What do Kobe Bryant, Disneyland and WestJet Airlines have in common? They’re all featured in some of YouTube’s most-viewed travel videos. In recent years, online video has proven to be a powerful channel for information, education and entertainment, particularly in the travel and hospitality industry, where we’ve seen impressive growth. According to a recent study Google conducted with Ipsos MediaCT, two out of three U.S. consumers watch online travel videos when they’re thinking about taking a trip. What exactly are travelers looking for? What’s popular? What content are they watching? Here’s what we found.

Travel content has proliferated as people around the world share their experiences and seek inspiration for their next adventure. Every month, more than one billion people visit YouTube to watch more than six billion hours of video, making YouTube an ideal place to explore how travelers interact with video content.1 According to a recent study Google conducted with Ipsos MediaCT, two out of three U.S. consumers watch online travel videos when they’re thinking about taking a trip.2 But what are travelers looking for? What’s popular? What content are they watching? To find out, we analyzed aggregated and anonymized views of travel content on YouTube in the U.S. from early 2012 to early 2014. For the purposes of this research, we define “travelers” as those individuals who engage with or search for travel content on Google.com and/or YouTube. Overall, our findings have big implications for marketers looking to connect with travelers, regardless of category.

Videos influence travel decisions

YouTube data shows that travelers are spending more time watching online videos than ever before, with views of travel-related content up 118% year over year (YoY). According to the data, travelers are increasingly using mobile devices to consume travel-related videos anytime and anywhere; in 2013, mobile devices accounted for roughly 30% of all travel video views, with mobile viewing up 97% on smartphones and 205% on tablets, YoY.3

Across devices—desktop and mobile—travelers are consuming travel-related videos around the clock. Nearly half are viewed during prime time (3:00–10:00 p.m. PST).4 While desktop users tend to watch videos throughout the day, smartphone and tablet users tend to tune in during the evening hours.

Travel Category Views on YouTube by Device (in PST)

Source: YouTube Data, 2014, United States.

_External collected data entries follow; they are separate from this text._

PR #4422, opened 2026-05-20
33174 incorp app output change

kialj876:
*Issue #:* /bcgov/entity#33174

*Description of changes:*
- updates to incorporation application output for corps
  - remove completing party
  - update completing party statement
  - decouple coop completing party template as its no longer similar to corps version
- changes feature flagged


legal-api/report-templates/template-parts/incorporation-application/completingPartyCoop.html
kialj876, line 1: No changes in here, just splitting it out of the combined 'old' version so there isn't any if legal type condition

legal-api/report-templates/template-parts/incorporation-application/completingPartyOld.html
kialj876, line 1: this is the cause of the large duplication and will be removed as part of https://github.com/bcgov/entity/issues/33493

legal-api/src/legal_api/reports/report.py
```diff
@@ -382,14 +388,38 @@ def _set_corp_flag(self, filing):
...
-        completing_party_role = PartyRole.get_party_roles_by_filing(
-            self._filing.id, datetime.utcnow(), PartyRole.RoleTypes.COMPLETING_PARTY.value)
-        if completing_party_role:
-            filing["completingParty"] = completing_party_role[0].party.json
-            with suppress(KeyError):
-                self._format_address(filing["completingParty"]["deliveryAddress"])
-            with suppress(KeyError):
-                self._format_address(filing["completingParty"]["mailingAddress"])
+        request_context = get_request_context()
+        enabled_new_features: list[str] = (flags.value("enable-new-feature",
```
kialj876, line 392: Made the flag similar to the UI in that we can reuse it for other features and have multiple separate features released dynamically without needing separate flags. I thought this would help us declutter our feature flag projects, but let me know if you disagree with that. I still like having separate flags for more permanent things, but I thought this would be good for our short term stuff

mruff-aeq: i agree. looks reasonable and useful.

loneil: Separate flags for more permanent stuff does make sense yeah. So this would be for toggles of things to integrate in but not release yet. Yes I think that's better for short term (will get removed) things.
`enabled_new_features` as the name is a minor quibble as I got a bit confused looking at that as to what it is compared to the other `enabled_` things in that file...
I can't think of a better name of the top of my head though haha, so might be fine

legal-api/flags.json
```diff
@@ -9,6 +9,7 @@
     "enable-document-records": false,
     "enable-involuntary-dissolution-filter": false,
     "enable-new-ben-statements": false,
+    "enable-new-feature": ["incorporationApplication-completingParty"],
```
loneil, line 12: `completingParty-incorporationApplication-outputs` or something _could_ make more sense to drive home the toggle is part of the Completing Party feature. Though can see that grouping by filing could be useful too

legal-api/src/legal_api/reports/report.py
loneil, line 392: Would enable-new-feature being missing have `flags.value` return a None?

Think that could cascade a breaking exception on any output load with
`incorp_compparty_stmnt_enabled = "incorporationApplication-completingParty" in enabled_new_features`

Could safeguard to be paranoid with
`enabled_new_features = flags.value("enable-new-feature", blah blah blaah) or []`

legal-api/tests/unit/reports/templates/test_completing_party.py
```diff
@@ -0,0 +1,73 @@
...
+    template = get_template(template_path)
+    rendered = template.render(
+        parties=parties,
+        header={"certifiedBy": certified_by}
+    )
+    if template_path == COMPLETING_PARTY_COOP_TEMPLATE:
+        assert "Mailing Address" in rendered
+        assert completing_party["mailingAddress"]["streetAddress"] in rendered
+        assert "Completing Party Statement" in rendered
+        assert f"I, {completing_party_name.upper()} certify that I have relevant knowledge of the Cooperative and I am authorized to make this filing."
```
loneil: Sonar warning is right I think, will always assert true (missing `in rendered`?)

legal-api/src/legal_api/reports/report.py
```diff
@@ -382,14 +388,38 @@ def _set_corp_flag(self, filing):
...
+                )
+        else:
+            completing_party_role = PartyRole.get_party_roles_by_filing(
+                self._filing.id, datetime.utcnow(), PartyRole.RoleTypes.COMPLETING_PARTY.value)
+            if completing_party_role:
+                filing["completingParty"] = completing_party_role[0].party.json
+                with suppress(KeyError):
+                    self._format_address(filing["completingParty"]["deliveryAddress"])
+                with suppress(KeyError):
+                    self._format_address(filing["completingParty"]["mailingAddress"])
```
vysakh-menon-aot, line 422: Is this applicable for the existing filings as well?

legal-api/src/legal_api/reports/report.py
kialj876: do you mean the other 'enable_' flags in ldarkly? I don't see any other 'enabled_' things in this file ?
This variable is meant to be the response from the flag which would contain all enabled features that we use the flag for so I think the name makes sense, but its only used for the line below so I don't mind changing it if you prefer something

legal-api/flags.json
kialj876: I would prefer to keep this consistent with the naming we have on the frontend flag if that's okay with you? I do agree that having completingParty first would've been a better naming convention, but I don't think it'll cause any problems as it shouldn't be there for long. And it does apply to more than just the outputs (should be referenced for the new validation, etc. as well for this feature)

legal-api/src/legal_api/reports/report.py
kialj876: yep good idea, will do

legal-api/src/legal_api/reports/report.py
kialj876: Well existing filings should have a DRS record already so they wouldn't enter this code, but you're right I should probably verify its not an existing filing getting regenerated that predates the release of the new completing party changes. 

I am thinking I'll alter this so that it checks for a completing party in the json first and still uses that for corps so that if an older filing pdf is regenerated it stays the same. This does mean we'll need to keep the original template around forever so I'll double check this in standup

legal-api/tests/unit/reports/templates/test_completing_party.py
kialj876: Oh yeah oops - will update. I'll have to change this because I think the rendered version will actually have html in this string

legal-api/src/legal_api/reports/report.py
kialj876: Pausing on this for now - PO is confirming whether or not we can rely on the previously saved pdfs for incorporation applications in DRS

kialj876: Okay so a raid ticket was opened about how we can handle regenerating outputs and I've got confirmation that they are okay with us NOT keeping the old templates around. In light of that I think its okay for this to stay as is, but I'll open a pre-release ops ticket to ensure that all existing corp incorp filings have a corresponding DRS output already.
Pre-release ops ticket: https://github.com/bcgov/entity/issues/33567

vysakh-menon-aot: Sounds good to me

vysakh-menon-aot: FYI: COLIN will still show the old data in the output as we are not making any data fixes (better to add a note in the raid ticket)

legal-api/src/legal_api/reports/report.py
kialj876: updated

legal-api/tests/unit/reports/templates/test_completing_party.py
kialj876: updated

legal-api/flags.json
kialj876: let me know what you think!

legal-api/src/legal_api/reports/report.py
kialj876: let me know if this is good to go @loneil !

legal-api/src/legal_api/reports/report.py
kialj876: I let Melissa know

legal-api/src/legal_api/reports/report.py
meawong: good idea! will definitely help prevent clutter in LD as you mentioned

meawong (approved):

vysakh-menon-aot (approved):

legal-api/flags.json
loneil: Yeah sounds good to me

legal-api/tests/unit/reports/templates/test_completing_party.py
```diff
@@ -0,0 +1,80 @@
...
+    """Completing party template renders as expected for coops and corps."""
+    certified_by = "Test Certified"
+
+    # assert incorporation data from schema is what we expect
+    parties = INCORPORATION["parties"]
+    assert parties
+    completing_party = next((party for party in parties if any(role for role in party["roles"] if role["roleType"] == "Completing Party")), None) 
+    assert completing_party
+    first_name = completing_party["officer"]["firstName"]
+    middle_name = completing_party["officer"]["lastName"]
```
loneil: middle_name set from last_name here?

kialj876: oops nice catch - just updated

loneil (approved):
Good struff!

PR #4465, opened 2026-06-08
33249 (Legal API Python 3.13 feature branch) Legal API DBC use python common

loneil:
*Issue #:* /bcgov/entity#33249 

*Description of changes:*
Migrates the Legal API's Digital Business Card implementation to consume the shared `business-registry-digital-credentials` common package rather than maintaining its own copy. 

The Traction/aca-py service, access rules, credential-data helpers, and utility code, etc are removed from legal-api and replaced by imports from the common package, so both legal-api and the queue service now operate on a single shared `DigitalCredentialsService` instance. 
The only DBC logic that remains in legal-api is the thin digital_credentials_auth wrapper, which resolves the dbc-enabled-business-types LaunchDarkly flag and forwards the result into the shared API (The FF is kept as legal-api's responsibility as it controls issuance availability, the queue service does not utilize them) 


legal-api/src/legal_api/services/digital_credentials_auth.py
```diff
@@ -12,42 +12,66 @@
...
+def _resolve_allowed_business_types() -> list[str]:
+    """Read the ``dbc-enabled-business-types`` LD flag and return the resolved list.
+
+    Returns ``[]`` if the flag is off or the flag value is malformed.
+    """
+    flags = _get_flags()
 
-    if not (user := User.find_by_jwt_token(g.jwt_oidc_token_info)):
-        return False
+    if not flags.is_on(DBC_ENABLED_BUSINESS_TYPES_FLAG):
```
kialj876: I think you should pass in the request context here and below on line 59 so that we can target people by account or user. I think it will also fix the test issues with all the 'test_get_allowed_actions' failures (the mock expects flags.value to be passing the user and account id).
i.e.
```
from legal_api.services.request_context import get_request_context
...
request_context = get_request_context()
if not flags.is_on(DBC_ENABLED_BUSINESS_TYPES_FLAG, request_context.user, request_context.account_id):
...
flag_obj = flags.value(DBC_ENABLED_BUSINESS_TYPES_FLAG, request_context.user, request_context.account_id)
```

kialj876:
Looks like the errors in test_decorators are just failing due to the traction stuff being moved out of the api - can probably just remove the traction tests as that should be being tested inside the common code now?

kialj876 (approved):
Nice work!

What’s piquing their interest? Eighty-eight percent of YouTube travel searches focus on destinations, attractions/points of interest or general travel ideas.5

Much like the seasonality we see in the industry overall, travel search activity on YouTube peaks in July, with smaller spikes in March and October. While a large percentage of Google.com travel searches are brand specific and based on purchase-intent activity, searches on YouTube generally occur earlier in the travel-planning process.

Top 1,000 Travel Queries

Source: Google Data, March 2013–March 2014, Search Query Volume, United States.

Compelling content grabs travelers’ attention

While travel watchers on YouTube are interested in community-generated content, the majority of travel-related views (67%) are for brand or professionally released videos. In fact, views of branded videos are up 394% YoY, and we see companies with a strong brand presence, such as Turkish Airlines, Disney Parks & Resorts and Expedia, making the most of this opportunity.6

Travel Video Views by Content Type

Source: YouTube Data, 2012 and 2013, United States.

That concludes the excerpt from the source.